? ? ? ? 老屋是在記憶里的,在夢里的。
? ? ? ? 聽母親說老屋是民政局撥款建的,父親是一等殘廢軍人,在房子剛打好地基的時候,就撒手人寰。
? ? ? ? 80年代初的房子是土坯瓦房,就是自家稻田收割之后,用牛拉石滾碾壓平整,再用制土坯的工具切割成塊狀堆砌起晾干,比現在燒制而成的磚塊要大,這是一個費力的工程,在晾干之前,下雨要去蓋,天晴要掀開來曬。
? ? ? 記得有一天深夜,狂風暴雨,雷電交加,母親呼喊鄰居眾人去幫忙搭蓋,只留下熟睡的我和弟弟,電閃雷鳴將我們嚇醒,漆黑的夜,只有風聲雨聲雷電聲,3個孤零零的孩子在那個恐怖的夜晚嚎啕大哭,依稀記得,弟弟尿了床,我蜷縮在床角……那個驚悚的黑夜在腦海里久久回放。
? ? ? 那一年我5歲,大弟3歲,小弟還不足百天,我想30歲的母親是沒有時間悲傷的,生活張開了血盆大口,命運已經向她宣戰,她得讓三個嗷嗷待哺的孩子有屋避雨,有衣遮寒,有食擋饑,生活的艱辛讓她無暇給予我們溫柔的母愛,無暇給予我們更多的關注,她像個男人,像個父親,是剛強的,像一座大山,是我們唯一的依靠。
? ? ? 老屋終于建成了,五間瓦房,沒有粉刷都是泥土的顏色,這已經滿足了——如果沒有國家民政部門,我們還住在茅草屋。
? ? ? ? 在外公的不懈努力下,按照當時的國家政策,落實了我們娘四個撫恤問題,每個月都會有一筆撫恤金領取——生活似乎有了顏色。
? ? ? ? 那個年代,貧窮是所有人的標志,溫飽是最重要的事情,當然那是大人們的事情,我們這些孩子并沒有因為這些失去童年的快樂,記得老屋建好后并沒有建院子,房前屋后都是大大的空地,母親在屋后移植了竹子,來年春天就爆滿竹筍,門口被母親開墾出菜園,用竹竿扎成籬笆擋住雞鴨的啄食,愛花的我則在籬笆旁撒下牽牛花種,任其爬滿籬笆,紫色的花墻成為家門口一道亮麗的風景。

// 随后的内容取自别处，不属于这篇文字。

PR #2824, opened 2024-02-02
[16.0][IMP] base_view_inheritance_extension: attrs_domain_add

BT-cserra:
New operation 'attrs_domain_add', used to add a domain to the attribute 'attrs'.

### DIFF
--- a/base_view_inheritance_extension/models/ir_ui_view.py
+++ b/base_view_inheritance_extension/models/ir_ui_view.py
@@ -190,6 +190,42 @@ class IrUiView(models.Model):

那個時候是沒有零食的,那些菜園里的黃瓜、茄子、豆角成了我們的目標,摘下來洗都不洗就往嘴里塞……
? ? ? ? 我和弟弟曾經在野地里尋來杏樹和桃樹苗,歡天喜地的種在大門口的邊邊上,這棵是我的,這棵是他的……,一邊澆水一邊盼望早日開花結果……,春天漫山遍野的映山紅,夏季的那個叫“栽秧果”的野果,秋季地里的紅薯和花生,都曾經是我們嘴里的美味“零食”,冬天不知寒冷為何物,在空蕩蕩的山坡上像脫韁野馬,在月光皎潔的夜晚和小伙伴們捉迷藏……

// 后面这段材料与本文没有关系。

PR #2828, opened 2024-02-05
[16.0][FIX] dbs value has to be kept in case of special proxy config

cvinh:


cvinh:
@thomaspaulb @hbrunn same fix as in v14
https://github.com/OCA/server-tools/pull/2353
Thanks

thomaspaulb (approved):

hbrunn (approved):

PR #2833, opened 2024-02-08
[MIG][17.0] base_name_search_improved

PieterJanCassiman:


base_name_search_improved/models/ir_model.py
```diff
@@ -0,0 +1,264 @@
...
+    smart_search = fields.Char(
+        compute="_compute_smart_search",
+        search="_search_smart_search",
+    )
+
+    def _compute_smart_search(self):
+        self.smart_search = False
+
+    @api.model
+    def _search_smart_search(self, operator, value):
```
thomaspaulb, line 151: While it looks like [smart search is included in tests](https://github.com/ACCOMODATA-BVBA/server-tools/blob/f5992d2f224cc0f87b54986c09e6670b3b781825/base_name_search_improved/tests/test_name_search.py#L15), this function does not seem to receive test coverage. Any idea why?

StefanRijnhart:
Please apply the technical method described in https://github.com/OCA/maintainer-tools/wiki/Migration-to-version-17.0#how-to to preserve the full commit history.

Bart-dh:
Hi! I was wondering - is there still ongoing work on this? Does it work functionally?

? ? ? 再后來母親就把院墻建起來,晚上起夜再也不用害怕,院子里栽了兩棵梔子花和紫薇花,愛干凈的母親把豬圈,雞圈整理的井井有條。
? ? ? 老屋與2002年拆除翻建成寬敞明亮的新樓房,房前屋后的竹林依然郁郁蔥蔥,院子里的梔子花和紫薇已經粗壯如樹干,杏樹和桃樹已經碩果累累,母親還另外種了板栗、櫻桃、李子、無花果,只是我們已經失去了種樹的初衷了。
? ? ? 我們都長大了,各奔東西,母親老了,卻一直不肯閑著,一直在操勞,心存愧疚又無可奈何。

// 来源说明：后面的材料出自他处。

PR #2834, opened 2024-02-08
[16.0][FIX] audit_log: fix regression (Add/Remove User Group)

BT-anieto:
When adding/removing a group in a user (and tracking a user or a partner), odoo sends a 'reified' val 'in_group_{group_id}'. We must convert this value into the real groups_id one.

This bug is now appearing after the merge of #2814 because of https://github.com/OCA/server-tools/blob/7d79324f01920496ad34af33b819597a63b9b55b/auditlog/models/rule.py#L395

Steps to reproduce:
1. Set a rule for re.users models
2. Go to a user and select/unselect one of the groups he belongs to (only visible in debug mode)
3. Save

image

### DIFF
--- a/auditlog/models/rule.py
+++ b/auditlog/models/rule.py
@@ -387,6 +387,9 @@ class AuditlogRule(models.Model):
                 .with_context(prefetch_fields=False)
                 .read(fields_list)
             }
+            # invalidate_recordset method must be called with existing fields
+            if self._name == "res.users":
+                vals = self._remove_reified_groups(vals)
             # Prevent the cache of modified fields from being poisoned by
             # x2many items inaccessible to the current user.
             self.invalidate_recordset(vals.keys())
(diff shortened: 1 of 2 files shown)


BT-anieto:
@StefanRijnhart Could you please take a look?

StefanRijnhart (commented):
Thanks! This should be safe as it's what core Odoo does first thing in res.users' own `write` method: https://github.com/odoo/odoo/blob/47efddb/odoo/addons/base/models/res_users.py#L1611-L1612

To make sure this does not drop out in a future version, would it be possible to add a test?

BT-anieto:
@StefanRijnhart I'll do it asap (Next week)

BT-anieto:
@StefanRijnhart Done! :)

StefanRijnhart (approved):
Those are beautiful tests, thank you!

BT-anieto:
@StefanRijnhart Do you know if it needs another review in order to be merged?

StefanRijnhart:
@BT-anieto Yes, it does.

flotho (approved):
3 lines of code
80lines of test !
thanks for this
LGTM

? ? ? 老屋只能在夢中尋到,就如同童年的歡樂和心酸,年少的倔強與煩惱,依賴與叛逆,只能在漸行漸遠的回望里。
? ? ? 生活的阡陌中,沒有人能改變縱橫交錯的曾經,那些不忍遺忘的,念念不忘的都在歲月的長河里風干成了風景。
? ? ? 露從今夜白,月是故鄉明。